The Indians ransacked the cave, took everything that was of value from it, leaving only a small amount of food. And yet after they were gone the boy was so thankful for the chance that had thrown this one Indian in his way and had saved his life that he could not even complain of the starvation which stared him in the face. He took what little food was left and divided it up, allowing ten days beyond the twenty for the return of Phillips, and kept strictly to the portion each day that would keep him in some sort of food until the thirty days were up.
A day or two after the episode of the Indians a heavy snowstorm set in, and lasted for so long that when it finally ceased the mouth of the cave was entirely covered with snow. That seemed almost the last straw, for little or no light came into the cave, the cold was intense, and the boy was unable to go out. Hour by hour, day in and day out, he sat there, unable to read any more and without any appetite for the little food he could allow himself.
Three weeks passed—one day over the time in which Phillips might have returned. The little fellow’s mind almost gave way from the strain that was put on him as he sat there with night following day, and no change—only expectancy.
Twenty-eight days passed. He had but a day or so more of food. If help did not come within the next three days at the most, he would starve to death. To add to his misery, most of the wood that had been left was used up.
So the boy sat on the twenty-ninth day, huddled over the little flame that he could spare himself, hardly realizing now the passage of time, when he suddenly heard his name called. It seemed to him that he must be dreaming. He sat perfectly still listening, unable even to make a reply, and then the name rang out again and was repeated time after time. With all the strength he had left he answered the call, and it was his answering cry that enabled Phillips and the relief party to find the cave and begin digging through the snow.
When the two boys came together Bill Cody’s nerves gave way and he was carried out more dead than alive.
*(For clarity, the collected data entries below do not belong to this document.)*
Issue #2179, opened 2024-02-15
Update new stats chart to allow CORS


0oM4R:
### Description

accessing https://stats.dev.grid.tf/api/stats-summary from playground throws cors errors 

![image](https://github.com/threefoldtech/tfgrid-sdk-ts/assets/62248851/d412c778-def7-46b5-ab40-573d18b80e7f)

need to update ingress values to allow get method from all origins

PeterNashaat:
- you can update the Nginx Ingress template to include CORS-related annotations. This will allow requests from all origins. Here's an example of how you might configure it : 
```
  annotations:
    nginx.ingress.kubernetes.io/enable-cors: "true"
    nginx.ingress.kubernetes.io/cors-allow-methods: "GET, OPTIONS"
    nginx.ingress.kubernetes.io/cors-allow-origin: "*"
    nginx.ingress.kubernetes.io/cors-allow-headers: "DNT,User-Agent,X-Requested-With,If-Modified-Since,Cache-Control,Content-Type,Authorization"
s
```
- or it can be 
```
    nginx.ingress.kubernetes.io/cors-allow-methods: "PUT, GET, POST, OPTIONS"
```

PeterNashaat:
- [Cors-allow-origin](http://nginx.ingress.kubernetes.io/cors-allow-origin) by default eq "*"

MohamedElmdary:
@PeterNashaat 

I tried to request /state-summary but didn't get back `Access-Control-Allow-Origin` header back in response header
![image](https://github.com/threefoldtech/tfgrid-sdk-ts/assets/31689104/74e6bc20-4445-456a-8a1f-21a12b631432)

A-Harby:
Verified, Devnet.
The errors is not shown on the login page or stats page.
![image](https://github.com/threefoldtech/tfgrid-sdk-ts/assets/109473873/2d29284f-45b8-40d1-8826-3b5dcde196ad)

PR #2201, opened 2024-02-19
Use stats summary on grid capacity cards

0oM4R:
### Description

use stats summary endpoint to fetch the landing page cards data, those data will be stored in stats store to access them from different pages 

### Changes

  - use stats-summary endpoint to fetch grid stats data
  - add stats store to store stats summary
  - make explore grid redirect to stats website
  - add stats url to build-env script and configs, also added to
  - enable CORS from all origins on stats summary endpoint

### Related Issues
- #1981 
- #2179 

### Checklist

- [ ] Tests included
- [x] Build pass
- [ ] Documentation

### DIFF
--- a/packages/playground/src/stores/stats.ts
+++ b/packages/playground/src/stores/stats.ts
@@ -2,7 +2,7 @@ import { defineStore } from "pinia";
 import { computed } from "vue";
 
 import { useAsync } from "@/hooks";
-const url = window.env.STATS_URL || "https://stats.grid.tf/";
+const url = window.env.STATS_URL || "https://stats.grid.tf";
 
 export const useRequestStore = defineStore("request-store", () => {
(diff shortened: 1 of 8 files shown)


packages/playground/src/stores/stats.ts
```diff
@@ -0,0 +1,13 @@
...
+import { useAsync } from "@/hooks";
+const url = window.env.STATS_URL || "https://stats.grid.tf";
+
+export const useRequestStore = defineStore("request-store", () => {
+  const res = useAsync(() => fetch(url + "/api/stats-summary").then(resp => resp.json()), {
+    init: true,
+  });
+  const data = computed(() => res.value.data);
+  return { data };
+});
```
MohamedElmdary, line 13: `useRequestStore` is a very generic name shouldn't we call it something like `useStatsSummary`

also we are computing `stats` array in 2 places why don't we return it here directly?

AlaaElattar (approved):

Issue #1848, opened 2024-01-02
Trigger Minting hash validation before clicking view


zaelgohary:
The validation for minting should be initiated before clicking the view button.

Not only should the validation check the hash's length, but also if the hash is valid or not.

ramezsaeed:
look at the difference betweeen use the last char as "c" or "k"

![Screenshot from 2024-01-03 11-52-48](https://github.com/threefoldtech/tfgrid-sdk-ts/assets/16083592/87e2712a-e4d3-4479-87ee-42c6c52e7810)
![Screenshot from 2024-01-03 11-52-32](https://github.com/threefoldtech/tfgrid-sdk-ts/assets/16083592/da0f0445-ad13-4b99-a059-ffeb4aa180d1)
![Screenshot from 2024-01-03 11-52-26](https://github.com/threefoldtech/tfgrid-sdk-ts/assets/16083592/dfeac06a-dcb1-454b-97fd-22bf319b76a4)
![Screenshot from 2024-01-03 11-52-13](https://github.com/threefoldtech/tfgrid-sdk-ts/assets/16083592/b7aa31e7-97f1-40ec-a032-9ecb7d4f90df)

AlaaElattar:
### Work In Progress(WIP):
- Working on validating if the hash exists or not before clicking on view button.

PR #2207, opened 2024-02-19
Trigger Minting hash validation before clicking view 

AlaaElattar:
### Description

The validation for minting should be initiated before clicking the view button.

Not only should the validation check the hash's length, but also if the hash is valid or not.
### Changes

- Make all validations done before clicking view.
- Found that if hash valid will appear automatically, then there's no need for view button.
### Related Issues

#1848 

[Screencast from 02-19-2024 02:01:36 PM.webm](https://github.com/threefoldtech/tfgrid-sdk-ts/assets/54944491/2c401fe4-d4a0-4cc0-8bb0-944bed67d2bd)

### Checklist

- [ ] Tests included
- [ ] Build pass
- [ ] Documentation

### DIFF
--- a/packages/playground/src/views/minting_view.vue
+++ b/packages/playground/src/views/minting_view.vue
@@ -4,7 +4,7 @@
     <v-alert variant="tonal" type="warning" class="mb-4 pa-2">
       <p>All data subject to change</p>
     </v-alert>
-    <v-form @submit.prevent="mintingHash()" class="d-inline-flex w-100">
+    <v-form class="d-inline-flex w-100">
       <FormValidator v-model="isValidForm">
         <InputValidator
           :value="receiptHash"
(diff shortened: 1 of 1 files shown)


0oM4R (changes requested):
I think one of the two error msgs here will be better 
image

0oM4R (changes requested):

packages/playground/src/views/minting_view.vue
```diff
@@ -207,17 +205,30 @@ function reset() {
...
+
+  return asyncValidator;
 }
+
+watch(
+  () => receiptHash.value,
+  () => {
+    reset();
+  },
+);
```
0oM4R, line 231: we can move this to the component 
`@update:model-value="reset"`

0oM4R (approved):
great work thanks ya Alaa

amiraabouhadid (approved):

PR #2226, opened 2024-02-22
Slice Iperf array to contain only 4 elemnts max

zaelgohary:
### Description

Slice Iperf array to contain only 4 elements max

### Related Issues

- https://github.com/threefoldtech/tfgrid-sdk-ts/issues/1388

### Checklist

- [ ] Tests included
- [ ] Build pass
- [ ] Documentation

### DIFF
--- a/packages/playground/src/components/node_details_cards/iperf_details_card.vue
+++ b/packages/playground/src/components/node_details_cards/iperf_details_card.vue
@@ -61,10 +61,11 @@ export default {
     const getNodeIPerfCard = async (): Promise<NodeDetailsCard[]> => {
       const res = await gridStore.grid.zos.getNodeIPerfTest({ nodeId: props.node.nodeId });
       // filter the returned result to show node other than the one being tested against
-      let array = res.result
+      const array = res.result
         .filter(
           (node: any) => node.download_speed && node.upload_speed && !node.error && node.node_id !== props.node.nodeId,
         )
+        .slice(0, 4)
         .map(node => ({
           name: node.test_type.toLocaleUpperCase(),
           type: isIPv4(node.node_ip) ? "IPv4" : "IPv6",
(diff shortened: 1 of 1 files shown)


packages/playground/src/components/node_details_cards/iperf_details_card.vue
```diff
@@ -61,7 +61,7 @@ export default {
     const getNodeIPerfCard = async (): Promise<NodeDetailsCard[]> => {
       const res = await gridStore.grid.zos.getNodeIPerfTest({ nodeId: props.node.nodeId });
       // filter the returned result to show node other than the one being tested against
-      const array = res.result
+      let array = res.result
         .filter(
           (node: any) => node.download_speed && node.upload_speed && !node.error && node.node_id !== props.node.nodeId,
         )
```
MohamedElmdary, line 67:
```suggestion
      const array = res.result
        .filter(
          (node: any) => node.download_speed && node.upload_speed && !node.error && node.node_id !== props.node.nodeId,
        ).slice(0, 4)
```

We can slice 0 ~ 4 (4 index is excluded) if array has less than 4 element it will return them only

packages/playground/src/components/node_details_cards/iperf_details_card.vue
```diff
@@ -71,6 +71,10 @@ export default {
           downloadSpeed: format(node.download_speed),
           uploadSpeed: format(node.upload_speed),
         }));
+
+      if (array.length > 4) {
+        array = array.slice(4);
+      }
```
MohamedElmdary, line 77:
```suggestion
```

If we add `.slice(0, 4)` we won't need check anymore

0oM4R:
Can you please explain why the first 4, i can't understand this point.

zaelgohary:
> Can you please explain why the first 4, i can't understand this point.

It matters only in case of nodes 11 & 14 as only 4 objects will be returned, hence the first 4.

0oM4R (approved):
works fine thank you
image

MohamedElmdary (approved):

Issue #2234, opened 2024-02-23
Wrong tft value conversion on dashboard contract


Mik-TF:
# Situation

As reported kindly by Hristo D on telegram (see [here](https://t.me/threefoldtesting/14264)), the conversion on the dashboard contracts section seems off:

![image](https://github.com/threefoldtech/tfgrid-sdk-ts/assets/77026219/66c62ad6-3495-489a-ad2e-fe747de907ee)

# Fix

It seems it's the tft to usd value that is off.

khaledyoussef24:
verified on devnet
version : 7b43120


now the total conversion is multiplied by .017 to give a reasonable exchange rate.
![Image](https://github.com/threefoldtech/tfgrid-sdk-ts/assets/110984055/66ca8311-9f7c-46e1-afc6-6e0ed914d24a)


![Image](https://github.com/threefoldtech/tfgrid-sdk-ts/assets/110984055/f9ef3f0a-74a9-466b-ae2c-c883372966a1)


https://app.testlodge.com/a/26076/projects/40893/suites/234374?expand_section=430129#case_4161190

ramezsaeed:
Verified:
- QAnet
- 2.3.0-alpha12

PR #2236, opened 2024-02-25
fix tft to USD conversion should be multiplied not divided

AlaaElattar:
### Description

The conversion was wrong
### Changes

- Instead of dividing by the value of tft in usd, it should be multiplied
### Related Issues

- https://github.com/threefoldtech/tfgrid-sdk-ts/issues/2234
### Checklist

- [ ] Tests included
- [ ] Build pass
- [ ] Documentation

### DIFF
--- a/packages/playground/src/weblets/tf_contracts_list.vue
+++ b/packages/playground/src/weblets/tf_contracts_list.vue
@@ -126,7 +126,7 @@ async function onMount() {
         nodeStatus.value = await getNodeStatus(nodeIDs.value);
         totalCost.value = getTotalCost(contracts.value);
         const TFTInUSD = await queryClient.tftPrice.get();
-        totalCostUSD.value = totalCost.value / TFTInUSD;
+        totalCostUSD.value = totalCost.value * TFTInUSD;
       } catch (error: any) {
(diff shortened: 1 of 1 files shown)


packages/playground/src/weblets/tf_contracts_list.vue
```diff
@@ -126,7 +126,7 @@ async function onMount() {
         nodeStatus.value = await getNodeStatus(nodeIDs.value);
         totalCost.value = getTotalCost(contracts.value);
         const TFTInUSD = await queryClient.tftPrice.get();
-        totalCostUSD.value = totalCost.value / TFTInUSD;
+        totalCostUSD.value = totalCost.value * TFTInUSD;
```
AhmedHanafy725, line 129: this is correct, but we multiply the result by 1000 somewhere so the value is still wrong

AhmedHanafy725 (changes requested):

packages/playground/src/weblets/tf_contracts_list.vue
AlaaElattar: should be fixed

AhmedHanafy725 (approved):

Issue #2267, opened 2024-02-27
Add new environment variable to identify the network in case custom network is used


AhmedHanafy725:
The target is to enable/disable the features that depend on the network environment (dev, qa, ...) for example:

- get TFT button
- minting receipts

maayarosama:
As per discussion with @AhmedHanafy725,  the user is now restricted to using only the following four networks ```main, dev, qa and test```. 

However the user can set any of the following urls:
-   GRAPHQL_URL
-  GRIDPROXY_URL
-  SUBSTRATE_URL
-  ACTIVATION_SERVICE_URL
-  RELAY_DOMAIN
-  BRIDGE_TFT_ADDRESS
-  STATS_URL
-  STELLAR_NETWORK

If not set the network's default urls will be used.

A-Harby:
Can you also update the docs
![image](https://github.com/threefoldtech/tfgrid-sdk-ts/assets/109473873/b8b3348c-3090-4faa-bd74-7d4d973be449)

hossnys:
stats url is hard coded here https://github.com/threefoldtech/tfgrid-sdk-ts/blob/v2.3.0-rc1/packages/playground/scripts/build-env.sh#L9 as it overrides stats passed env variable

hossnys:
in network inspect of https://dashboard.02.dev.grid.tf it shows mixed connection to two different gridproxy instances , and two relays , which maybe happened because urls passed to the grid client but it's not to gridproxy or graphql clients  , so please check that also .

A-Harby:
Verified, 
Docs.
![image](https://github.com/threefoldtech/tfgrid-sdk-ts/assets/109473873/31b4be83-f33e-42e4-823c-a0ef6171efcb)
Testnet
![image](https://github.com/threefoldtech/tfgrid-sdk-ts/assets/109473873/42265215-0ffd-41aa-b483-663d74d1038e)
02dev
![image](https://github.com/threefoldtech/tfgrid-sdk-ts/assets/109473873/4900c4ae-789c-4813-a46a-0c73728b741a)

PR #2279, opened 2024-02-28
Using default urls if env vars are'nt avaliable

maayarosama:
### Description

If all required env vars are missing, we'll use default urls
### Changes

- Adding condition to check if env vars are empty, if so the use default urls in build-env bash in playground and in client in grid_client
- When connecting to the grid always send the env vars regardless of network

### Related Issues

#2267
### Checklist

- [ ] Tests included
- [x] Build pass
- [x] Documentation

### DIFF
--- a/packages/grid_client/src/client.ts
+++ b/packages/grid_client/src/client.ts
@@ -67,11 +67,21 @@ class GridClient {
       backendStorageType: clientOptions.backendStorageType ? clientOptions.backendStorageType : BackendStorageType.auto,
       deploymentTimeoutMinutes: clientOptions.deploymentTimeoutMinutes ? clientOptions.deploymentTimeoutMinutes : 10,
     };
-    this.clientOptions.substrateURL = clientOptions.substrateURL;
-    this.clientOptions.proxyURL = clientOptions.proxyURL;
-    this.clientOptions.graphqlURL = clientOptions.graphqlURL;
-    this.clientOptions.activationURL = clientOptions.activationURL;
-    this.clientOptions.relayURL = clientOptions.relayURL;
+
+    if (
+      this.clientOptions.network === NetworkEnv.dev ||
+      this.clientOptions.network === NetworkEnv.qa ||
+      this.clientOptions.network === NetworkEnv.test ||
+      this.clientOptions.network === NetworkEnv.main
+    ) {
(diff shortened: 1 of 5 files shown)


packages/grid_client/src/client.ts
```diff
@@ -177,30 +158,38 @@ class GridClient {
...
-      urls.substrate = "wss://tfchain.grid.tf/ws";
-      urls.graphql = "https://graph.grid.tf/graphql";
-      urls.activation = "https://activation.grid.tf/activation/activate";
+    if (
+      !this.clientOptions.proxyURL ||
+      !this.clientOptions.relayURL ||
+      !this.clientOptions.substrateURL ||
+      !this.clientOptions.graphqlURL ||
+      !this.clientOptions.activationURL
+    ) {
```
AhmedHanafy725, line 167: this means that I have to provide all the links, but we might change one of them and need the rest to be the default, you should use the value in the `clientOptions` (if any) or the default value.

AhmedHanafy725 (changes requested):

0oM4R (changes requested):

AhmedHanafy725 (approved):

0oM4R:
can you please update the related docs ? 
i think that is : https://github.com/threefoldtech/tfgrid-sdk-ts/blob/development/packages/playground/docs/build.md

packages/playground/docs/build.md
```diff
@@ -14,10 +14,10 @@ bash ../scripts/build-env.sh
 - By default, it runs on dev mode. the values already sat on the config file. if you want to change the mode
 
   ```bash
-  export MODE=dev | qa | test | main | custom
+  export MODE=dev | qa | test | main
   ```
 
-- In case you chose `custom` you will need to provide all the needed values which is
+- In case the user wants to use different urls, he can chose change any of the following urls, In case a url wasn't provided by the user, the default network's url will be used
```
AhmedHanafy725, line 20:
```suggestion
- In case the user wants to use different urls, he can change any of the following urls, In case a url wasn't provided by the user, the default network's url will be used
```

MohamedElmdary:
@AhmedHanafy725 @maayarosama should we outsource urls into it's own file?

0oM4R (approved):

PR #1110, opened 2024-05-16
Put more features into the fonts group

foolip:


ddbeck (approved):
This is good, but can you refresh the dists and merge?

(As is, it'll fail the build on merge because `font-face` has a dist now.)

PR #1114, opened 2024-05-17
Generate status for CPU compute pressure

foolip:
Support on Chrome desktop only is correct for now. Edge 125 has not been
released yet, and the feature doesn't work on Android.


foolip:
@captainbrosset this doesn't fix the Edge data, but it does mean that the next release of BCD will.

captainbrosset:
Edge 125 is marked as "current" in BCD now and has been for a few days. So, yeah, I guess we just need to wait for the next BCD release. I thought BCD was released twice a week though. Last time was last week. Do you know if that's expected?

captainbrosset (approved):

Elchi3 (approved):

foolip:
@captainbrosset this is fixed in https://github.com/web-platform-dx/web-features/pull/1148.

PR #1118, opened 2024-05-20
Add CSS will-change

foolip:
This is a Baseline 2020 feature.


features/will-change.yml
```diff
@@ -0,0 +1,11 @@
+name: will-change
+description: "The `will-change` CSS property gives hints to the browser about expected changes to an element's scroll position, contents, or style. When used correctly, these hints can improve performance."
```
ddbeck, line 2: The second sentence here worries me a little. Feels a bit magical. What do you think of something like this:

```suggestion
description: "The `will-change` CSS property gives hints to the browser about expected changes to an element's scroll position, contents, or style. When used sparingly, these hints allow browsers to optimize for upcoming style changes."
```

foolip: I understand why you suggest "sparingly" instead of "correctly" but it doesn't seem quite right still. We recommend that it's used sparingly because it's not easy to get right and using it in the wrong way might waste resources instead of improve performance. But "sparingly" is more guidance on how to use it than a description of how the feature works.

Maybe we just drop the prelude and say "These hints allow browsers to optimize for upcoming style changes"?

ddbeck: Yeah, that works for me. "Use this well" is out of scope for "clearly identify the thing we're talking about."

```suggestion
description: "The `will-change` CSS property gives hints to the browser about expected changes to an element's scroll position, contents, or style. These hints allow browsers to optimize for upcoming style changes."
```

ddbeck (approved):

PR #1121, opened 2024-05-20
Add WebVTT cue alignment feature

foolip:


features/webvtt-cue-alignment.yml
```diff
@@ -0,0 +1,8 @@
+name: WebVTT cue alignment
+description: The WebVTT cue alignment settings control which part of the cue is aligned with the given line and position. Cue alignment is set using `line` and `position` settings in WebVTT files or the `lineAlign` and `positionAlign` properties of `VTTCue` using JavaScript.
```
ddbeck, line 2: Optional suggestion here: What do you think of something like this? I'm trying to avoid (my initial) confusion that this affects overall placement of the cue/region with respect to the video viewport.

```suggestion
description: WebVTT cue alignment settings control how text is inset within a cue box, relative to the writing direction of the cue. Cue alignment is set using `line` and `position` settings in WebVTT files or the `lineAlign` and `positionAlign` properties of `VTTCue` using JavaScript.
```

ddbeck (approved):

features/webvtt-cue-alignment.yml
foolip: Maybe I have misunderstood how this all is supposed to work.

My understanding was that `line` and `position` (the percentages before the comma in the file format) define a point in the video viewport, and by default it's the top of the cue box and a horizontal coordinate that depends on `align` that is lined up with that point.

And then `lineAlign` and `positionAlign` (they keywords after the comma in the file format) change which point of the cue box is lined up with that point in the video viewport.

ddbeck: I think it's genuinely possible I've misunderstood it, but I can't be sure. But I think it's not worth it to spend a time understanding this to write a slightly better description. But if it's _wrong_ then I suspect that it won't be long before someone who cares about and understands WebVTT will run across this and demand a correction.

Which is to say, let's merge it as is.

ddbeck (approved):

PR #1125, opened 2024-05-22
Add hidden="until-found"

foolip:


features/hidden-until-found.yml
```diff
@@ -0,0 +1,7 @@
+name: hidden="until-found"
+description: 'The `hidden="until-found"` attribute TODO.'
```
ddbeck, line 2: I think this is how it's supposed to work?

```suggestion
description: 'The `hidden="until-found"` attribute hides an element until it is found using the browser's find-in-page search or it is directly navigated to by following a URL fragment.
```

ddbeck (approved):

features/hidden-until-found.yml
foolip: Applied, I think this is accurate!

PR #1127, opened 2024-05-22
Add :dir()

foolip:

The versions match https://caniuse.com/css-dir-pseudo.

The identifier is "dir-pseudo" instead of just "dir" because there's
also an HTML dir attribute that we may want to represent later.


features/dir-pseudo.yml
```diff
@@ -0,0 +1,8 @@
+name: :dir()
+description: "The `:dir()` CSS functional pseudo-class TODO."
```
ddbeck, line 2:
```suggestion
description: "The `:dir()` CSS functional pseudo-class matches elements by text direction, either right to left (`rtl`) or left to right (`ltr`)."
```

ddbeck (approved):

PR #1131, opened 2024-05-22
Add display: contents

foolip:


features/display-contents.dist.yml
```diff
@@ -0,0 +1,21 @@
...
+name: "display: contents"
+description: "The `display: contents` CSS declaration TODO."
+spec: https://drafts.csswg.org/css-display/#valdef-display-contents
+caniuse: css-display-contents
+status:
+  baseline: high
+  baseline_low_date: 2020-01-15
+  baseline_high_date: 2022-07-15
+  support:
+    chrome: "65"
```
foolip, line 13: https://caniuse.com/css-display-contents treats all browsers (except Safari iOS?) as having partial support. Maybe we can't even add this feature without notes.

captainbrosset: I think we absolutely need a more about accessibility issues of the feature.

PR #1144, opened 2024-05-27
Increment patch version to v0.8.4

foolip:


foolip:
This is to get https://github.com/web-platform-dx/web-features/pull/1137 released ASAP, since it's effectively a feature removal and I need to use the identifier in WPT.

ddbeck (approved):

Issue #963, opened 2024-04-25
Remove or hide svg2-script-html-equivalence


foolip:
This feature is unusual, in that it's a collection of things that work in HTML, now supported in SVG, but only in Firefox. Do consumers have any interest in a feature like this, or should we remove it?

History of the feature so far:
https://github.com/web-platform-dx/web-features/pull/464
https://github.com/web-platform-dx/web-features/pull/677

If the feature is useful now, should it be archived or hidden at some point in the future?

PR #1145, opened 2024-05-28
Drop SVG equivalence feature

ddbeck:
To quote myself in
https://github.com/web-platform-dx/web-features/pull/677#issuecomment-2002046126:

> [This] is _not_ a feature. It's _why_ async and defer should work in SVGs, but I have a hard time seeing it as a thing one could _use_. As if you'd want the option to insert a script tag into either HTML or SVG dynamically or something? It's too weird.

Fixes https://github.com/web-platform-dx/web-features/issues/963


ddbeck:
I've opened a corresponding PR on BCD https://github.com/mdn/browser-compat-data/pull/23188

foolip (approved):
Yay!

Issue #1018, opened 2024-04-30
Allow ranged dates and versions for non-threshold support information


ddbeck:
This issue is blocked on adopting an earliest-possible-date indicator, as in #623.

@foolip, @rumyra, and I had a chat earlier that veered into this topic. I am trying to capture that conversation, but I invite them to correct me on any misstatements here.

## Proposal

Allow an "at least this early" range indicator (e.g., `≤`) on `status` block version numbers and dates, if those dates and versions are Baseline `high`.

For dates, (i.e., `baseline_low_date` and `baseline_high_date`) a range indicator would be taken to mean "this date but potentially earlier." That is, new or wider availability may have been more historical, but not newer.

For version numbers, a range indicator would be taken to mean "supported this version and later." That is, support in preceding versions would be _unknown_, not unsupported.

## Example

Ranges for version numbers would allow web-features to communicate the distinction between caniuse's red, green, and gray boxes. Take this, for example:

<img width="312" alt="Screenshot 2024-04-30 at 18 37 30" src="https://github.com/web-platform-dx/web-features/assets/64103/bdd7eae0-76e5-4a13-b072-412862d2a770">

The corresponding data would look like this:

```yaml
support:
  chrome: "45"
  edge: "≤15"
  safari: "7.1"
  firefox: "25"
```

Presently, our schema would only be able to show *unsupported* for Edge versions less than 15.

## Motivation

This has a few key benefits:

- Shortens the time and effort to set statuses for older features, even when we're certain they're Baseline high
- Provides a transparent way to handle version ranges from BCD (right now we don't show when we source version ranges from BCD)
- Makes it easy to find and prioritize features for later refinement

Though it comes at increased integration burden to consumers (though it's likely most could strip out the indicator).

But he was alive and bound to have many more of these hairbreadth escapes that make perhaps as extraordinary a record as could be told of any man who has ever lived.
These adventures, which read to-day as if they came out of a wild, unreal story of adventure, happening as they did in the life of this boy not yet fifteen years old, prepared the way for a youth and early manhood of such extraordinary usefulness to the plains that Cody by the time the Civil War came was one of the most expert frontiersmen, guides, and scouts that existed in the United States. And yet in 1860 he was but fifteen years old, too young, in other words, to go to college to-day, younger than most boys now when they get their first shotgun or rifle.